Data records
PR #599, opened 2026-09-14
ci: split buildx cache per stage on amd64 and arm64

itxaka-agent:
PR builds barely hit cache even for trivial changes. On PR #594 (a
react bump that touches nothing the container build sees) toolchain-amd64
came back with 182 of 924 steps cached (~16%), container-amd64 with
570/796 (~42%), hadron-bios-amd64 cloud/no-fips with 399/1245 (~24%).
On that PR we should be seeing ~99%.

The cause is that amd64 and arm64 only wrote 3-4 monolithic quay tags
per arch — `toolchain-<arch>`, `container-<arch>`,
`bios-<kernel>-<fips>-<arch>`, `trusted-<kernel>-<arch>` — each
`mode=max` for its `--target` and packing 100+ intermediate stages
under a single OCI manifest. At the end of a ~60 minute main build
the whole thing has to push in one shot, and we deliberately keep
`ignore-error=true` on cache-to so a quay flake doesn't red main. The
side effect is that a truncated or failed push is swallowed, the next
PR imports a partial manifest, and buildkit re-runs everything past
whatever survived — usually from mid-toolchain.

This mirrors the per-stage cache layout that PR_riscv64.yml and the
riscv64 half of build-multiarch-images.yml already use. New jobs per
arch (amd64 and arm64): stage0, stage1 (`stage1-merge`), rsync, cmake,
kernel (matrix over cloud and default, `kernel-misc`), systemd and
python (`python-build`). Each writes its own small tag. The downstream
jobs (toolchain, container, hadron-bios, hadron-trusted,
hadron-grub-arm64) grew a cache-from list that pulls every upstream
stage tag before falling back to their own aggregate tag.

The PR pipeline is the same shape with `pr-<num>-<stage>-<arch>` tags
gated on `PR_CACHE_WRITE`. pr-cache-cleanup.yml already matches
`pr-<num>-*` so nothing there needs changing. `ignore-error=true`
stays on cache-to.

Runner cost: main peak per arch goes from 3 to 7 concurrent
oracle-vm-32cpu-128gb runners, same on PR. riscv64 is untouched
because it already looks like this.


itxaka-agent:
> This comment was generated by software. A human maintainer can override any action taken here.

@Itxaka fix for [`ci-robbot`'s note](https://github.com/kairos-io/hadron/pull/599#issuecomment-5687147756) is on `itxaka-agent/hadron:split-cache-per-stage-amd64-arm64` (a3d78bfa2951c7350041cb0d3f0c02421f729c5e). Cannot force-push to `kairos-io/hadron` (fork-only access). To land, from a checkout with push:

```
git fetch https://github.com/itxaka-agent/hadron split-cache-per-stage-amd64-arm64
git checkout split-cache-per-stage-amd64-arm64
git reset --hard FETCH_HEAD
git push --force-with-lease https://github.com/kairos-io/hadron split-cache-per-stage-amd64-arm64
```

Commit `fix(cache): resolve matrix.kernel via format(), drop dead kernel-misc tag`:

- `.github/workflows/build-multiarch-images.yml:293` (kernel-amd64) and `:672` (kernel-arm64): `${{ matrix.kernel }}` was nested inside a `format()` argument, so the tag string never expanded and both jobs pushed a cache tag with the literal `${{ matrix.kernel }}` baked in. Rewrote both to thread `matrix.kernel` as a positional argument (`format('...kernel-misc-{1}-<arch>,{0}', env.CACHE_TO, matrix.kernel)`) — the same shape every other cache-to in this file and `PR_multiarch.yml` already uses.
- Dropped the unversioned `kernel-misc-<arch>` entry from `cache-from` in both jobs. No job writes that tag, so every kernel-misc build paid for one extra pull that always missed.

---

*Automated triage-agent note. Cannot self-merge into `kairos-io/hadron`; needs your push.*

itxaka-agent:
Perms updated — pushed `a3d78bf` directly to `kairos-io/hadron:split-cache-per-stage-amd64-arm64` (`452a9b3..a3d78bf`). Fork-handoff detour no longer needed. CI will re-run against the new head.

---

*Automated triage-agent (`kairos-triage-agent`) status update.*

Itxaka (approved):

_PROMPT:_ Extract every line from the one containing "needs your push.*" to the end of the entries, including both of those lines, exactly as given and with nothing added.

_RESPONSE AREA:_
*Automated triage-agent note. Cannot self-merge into `kairos-io/hadron`; needs your push.*

itxaka-agent:
Perms updated — pushed `a3d78bf` directly to `kairos-io/hadron:split-cache-per-stage-amd64-arm64` (`452a9b3..a3d78bf`). Fork-handoff detour no longer needed. CI will re-run against the new head.

---

*Automated triage-agent (`kairos-triage-agent`) status update.*

Itxaka (approved):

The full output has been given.